Transdiciplinaire, L'expo de la mort qui tue * explore également la littérature. Des épitaphes anciennes aux poèmes contemporains évoquant le deuil, la langue déploie les états d’âme qu’induisent la perte d’un être cher. Si l’écriture transcende parfois ce phénomène, elle apparait aussi comme un médium d’expression et de partage commun. Elodie Bouygues, enseignante-chercheuse à l’université de Franche-Comté depuis une dizaine d’années, nous éclaire sur ces écrits.

 Pouvez-vous vous présenter rapidement ?

Mon principal objet de recherche est la poésie contemporaine. À l’Université Ouverte, chaque mois, j’anime avec le poète Jacques Moulin des rencontres avec des poètes et des éditeurs de poésie d’aujourd’hui. À mon arrivée à l’INSPÉ (ancien IUFM), j’ai également orienté ma réflexion vers la littérature de jeunesse pour les besoins de la formation des enseignants. En parallèle, nous avons ouvert à la Faculté des lettres un parcours dédié à la littérature de jeunesse dans le master Lettres et Humanités. Je réfléchis depuis plusieurs années à la question de l’écriture du deuil dans la poésie actuelle, à travers des articles, et j’aimerais bientôt y consacrer un ouvrage.

 " J'écris pour me parcourir. Peindre, composer, écrire : me parcourir. Là est l'aventure d'être en vie. " écrivait Henri Michaux. Pourrait-on considérer que l'écriture - et la lecture - permettent de se sentir vivant, certains emploient le terme de "thérapie" par l'écriture ?

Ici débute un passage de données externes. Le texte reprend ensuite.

PR #51676, opened 2023-09-18
[RateLimiter] Add SlidingWindowLimiter::reserve()

### LINKED ISSUE #40289: [RateLimiter] retry-after of SlidingWindowLimiter is incorrect

### LINKED ISSUE #46875: [Bug][RateLimiter] `retryAfter` returns bad value

6.1.2

### Description

Based on this part of the documentation : https://symfony.com/doc/current/rate_limiter.html#exposing-the-rate-limiter-status
We can retrieve the statuses of the RateLimiter.

```php
$limiter = $anonymousApiLimiter->create($request->getClientIp());
$limit = $limiter->consume();
$headers = [
    'X-RateLimit-Remaining' => $limit->getRemainingTokens(),
    'X-RateLimit-Retry-After' => $limit->getRetryAfter()->getTimestamp(),
    'X-RateLimit-Limit' => $limit->getLimit(),
];
```

But the retryAfter does not return interesting information in the current case in my opinion.

Take for example this configuration with **fixed_window** rate limiter :

**rate_limiter.yaml**
```yaml
framework:
    rate_limiter:
        custom_thing:
            policy: 'fixed_window'
            limit: 5
            interval: '60 minutes'
```

And we use it : 

```php
    public function myControllerAction(RateLimiterFactory $customThingLimiter): void
    {
        $limiter = $customThingLimiter->create('custom_thing_limit');

        $limit = $limiter->consume();

        $headers = [
            'X-RateLimit-Remaining' => $limit->getRemainingTokens(),
            'X-RateLimit-Retry-After' => $limit->getRetryAfter()->getTimestamp(),
            'X-RateLimit-Limit' => $limit->getLimit(),
        ];

        dump($headers);

      //...
    }
```

Now let's start with this:

* We can make 5 requests by hour

1. The first request of the interval begin at **10:05**
2. The last request of the interval begin at **10:45**

From this moment, the user is supposed to be able to make 5 new requests 1 hour after making the very 1st request of the interval, so : **11:05AM**

During the 5 requests, the value of `$limit->getRetryAfter()` will be the current date, which is OK.

If after my 5 requests, I try a new request (Who therefore should not be accepted), the value of `$limit->getRetryAfter()` should be something like : `2022-07-07 11:05` because I started the first interval request at 10:05.

image

But, his value will be something like : `2022-07-07 11:45`. It just added 1 hour from the last request date, and not from the first interval request date.

Now, it's 10:50, I still shouldn't be able to reapply. If I try one, it won't be consumed. The value of `$limit->getRetryAfter()` should be, a new time `11:05`. But it will be `11:50` (One hour after last request date).

The value of retryAfter is meant to represent the date from which a user is expected to be able to make at least one request again.

But, as we can see, that will not be the case.

### How to reproduce

Follow the reproducer : https://github.com/bastien70/symfony-rate-limiter/tree/main
Instructions are on the README.

Here's what you might get as results from first request : 

1. 
image

2. 
image

3. 
image

4. 
image

5. 
image

At this moment, the **retryAfter** should already be the date of the 1st request, plus 1 hour, so `15:30:51`.

6. 
image

At this moment, it just added 1 hour to the CURRENT date (should be to the FIRST interval request date)

7. 
image

A new time, it just added 1 hour to the CURRENT date

Same thing for next tries.

### Possible Solution

1. Keep in memory the exact date of the 1st request of the interval.

2. When the last request is consumed, then that's when it should add 1 hour to the retryAfter, but still from the 1st request.

3. If the user retries, then the retryAfter date will not change until the interval is over.

### Additional Context

_No response_

Jeroeny:
| Q             | A
| ------------- | ---
| Branch?       | 6.4
| Bug fix?      | yes
| New feature?  | yes
| Deprecations? | yes
| Tickets | Fix https://github.com/symfony/symfony/issues/40289, Fixes #46875
| License       | MIT

This implements `LimiterInterface->reserve()` for `SlidingWindowLimiter`. I'm not sure if the lack of implementation was due to time/scope or if it's actually not possible and my approach is incorrect. But I like to give it a try anyway. Perhaps @wouterj you could elaborate on that? 

The calculation does the following:

1. Calculate tokens to be released within this window. E.g. if 4 were used in the last window, at 50% into the current, 2 are still to be released.
2. Calculate the time-per-token within the remainder of the window. If the requested tokens will be available before the end of the current window, return the time-per-token * needed-tokens. 
3. Otherwise return time-per-token of the regular interval * needed-tokens(-after the current window). 

This wasn't a [bugfix](https://github.com/symfony/symfony/pull/51592), so back to feature PR. I couldn't reopen https://github.com/symfony/symfony/pull/47557, So had to create this new PR.

### DIFF
--- a/UPGRADE-6.4.md
+++ b/UPGRADE-6.4.md
@@ -123,6 +123,11 @@ PsrHttpMessageBridge
 
  * Remove `ArgumentValueResolverInterface` from `PsrServerRequestResolver`
 
+RateLimiter
+-----------
+
+ * Deprecate `SlidingWindow::getRetryAfter`, use `SlidingWindow::calculateTimeForTokens` instead
+
 Routing
 -------
 
--- a/src/Symfony/Component/RateLimiter/CHANGELOG.md
+++ b/src/Symfony/Component/RateLimiter/CHANGELOG.md
@@ -1,6 +1,11 @@
 CHANGELOG
 =========
 
+6.4
+---
+
+ * Add `SlidingWindowLimiter::reserve()`
+
 6.2
 ---
 
--- a/src/Symfony/Component/RateLimiter/Policy/SlidingWindow.php
+++ b/src/Symfony/Component/RateLimiter/Policy/SlidingWindow.php
@@ -84,9 +84,36 @@ final class SlidingWindow implements LimiterStateInterface
         return (int) floor($this->hitCountForLastWindow * (1 - $percentOfCurrentTimeFrame) + $this->hitCount);
     }
 
+    /**
+     * @deprecated since Symfony 6.4, use {@see self::calculateTimeForTokens} instead
+     */
     public function getRetryAfter(): \DateTimeImmutable
     {
-        return \DateTimeImmutable::createFromFormat('U.u', sprintf('%.6F', $this->windowEndAt));
+        trigger_deprecation('symfony/ratelimiter', '6.4', 'The "%s()" method is deprecated, use "%s::calculateTimeForTokens" instead.', __METHOD__, self::class);
+
+        return \DateTimeImmutable::createFromFormat('U.u', sprintf('%.6F', microtime(true) + $this->calculateTimeForTokens(max(1, $this->getHitCount()), 1)));
+    }
+
+    public function calculateTimeForTokens(int $maxSize, int $tokens): float
+    {
+        $remaining = $maxSize - $this->getHitCount();
+        if ($remaining >= $tokens) {
+            return 0;
+        }
+
+        $time = microtime(true);
+        $startOfWindow = $this->windowEndAt - $this->intervalInSeconds;
+        $timePassed = $time - $startOfWindow;
+        $windowPassed = min($timePassed / $this->intervalInSeconds, 1);
+        $releasable = max(1, $maxSize - floor($this->hitCountForLastWindow * (1 - $windowPassed)));
+        $remainingWindow = $this->intervalInSeconds - $timePassed;
+        $needed = $tokens - $remaining;
+
+        if ($releasable >= $needed) {
+            return $needed * ($remainingWindow / max(1, $releasable));
+        }
+
+        return ($this->windowEndAt - $time) + ($needed - $releasable) * ($this->intervalInSeconds / $maxSize);
     }
 
     public function __serialize(): array
--- a/src/Symfony/Component/RateLimiter/Policy/SlidingWindowLimiter.php
+++ b/src/Symfony/Component/RateLimiter/Policy/SlidingWindowLimiter.php
@@ -12,7 +12,7 @@
 namespace Symfony\Component\RateLimiter\Policy;
 
 use Symfony\Component\Lock\LockInterface;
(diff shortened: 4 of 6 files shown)


UPGRADE-6.4.md
```diff
@@ -123,6 +123,11 @@ PsrHttpMessageBridge
 
  * Remove `ArgumentValueResolverInterface` from `PsrServerRequestResolver`
 
+RateLimiter
+-------
+
+* Deprecate `SlidingWindow::getRetryAfter`, use `SlidingWindow::calculateTimeForTokens` instead
```
```suggestion
-----------

 * Deprecate `SlidingWindow::getRetryAfter`, use `SlidingWindow::calculateTimeForTokens` instead
```

src/Symfony/Component/RateLimiter/CHANGELOG.md
```diff
@@ -1,6 +1,11 @@
 CHANGELOG
 =========
 
+6.4
+---
+
+* Add `SlidingWindowLimiter::reserve()`
```
nicolas-grekas:
```suggestion
 * Add `SlidingWindowLimiter::reserve()`
```

src/Symfony/Component/RateLimiter/Policy/SlidingWindow.php
```diff
@@ -84,9 +84,34 @@ public function getHitCount(): int
         return (int) floor($this->hitCountForLastWindow * (1 - $percentOfCurrentTimeFrame) + $this->hitCount);
     }
 
+    /**
+     * @deprecated since Symfony 6.4, use {@see self::calculateTimeForTokens} instead
```
nicolas-grekas, line 88: is the deprecation really required?
if yes, this should be accompanied with a runtime deprecation triggered using symfony/deprecation-contracts

Jeroeny: I think it is a leftover from a previous version of these classes, where maybe the Limiter class used this method. But it doesn't seem to be used now within Symfony. It also has to assume the `$maxSize` and `$tokens` to call `calculateTimeForTokens`. 

If it needs to stay that's fine too. For now I'll add the deprecation trigger.

fabpot (approved):

fabpot:
Thank you @Jeroeny.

Se sentir vivant et se réparer, ce sont deux choses différentes ! Mais oui, il y a dans l’écriture comme dans la lecture une possibilité de connaissance, d’agrandissement de soi, qui est très exaltante. La littérature permet d’explorer les confins de l’âme. Les auteurs proposent en quelque sorte des scénarios d’existence, et les lecteurs expérimentent, en lisant, « d’autres vies que la leur » pour reprendre le titre d’Emmanuel Carrère. Mais ce n’est pas parce que leur expérience est « fictive », qu’elle n’est pas, parfois, terriblement violente. Il y a des lectures dont on ne sort pas indemne, comme de certaines rencontres, dans la vie. Et c’est bien ainsi, que certains livres déposent en nous une marque indélébile.

Quelle place a la poésie du deuil dans ces écrits ?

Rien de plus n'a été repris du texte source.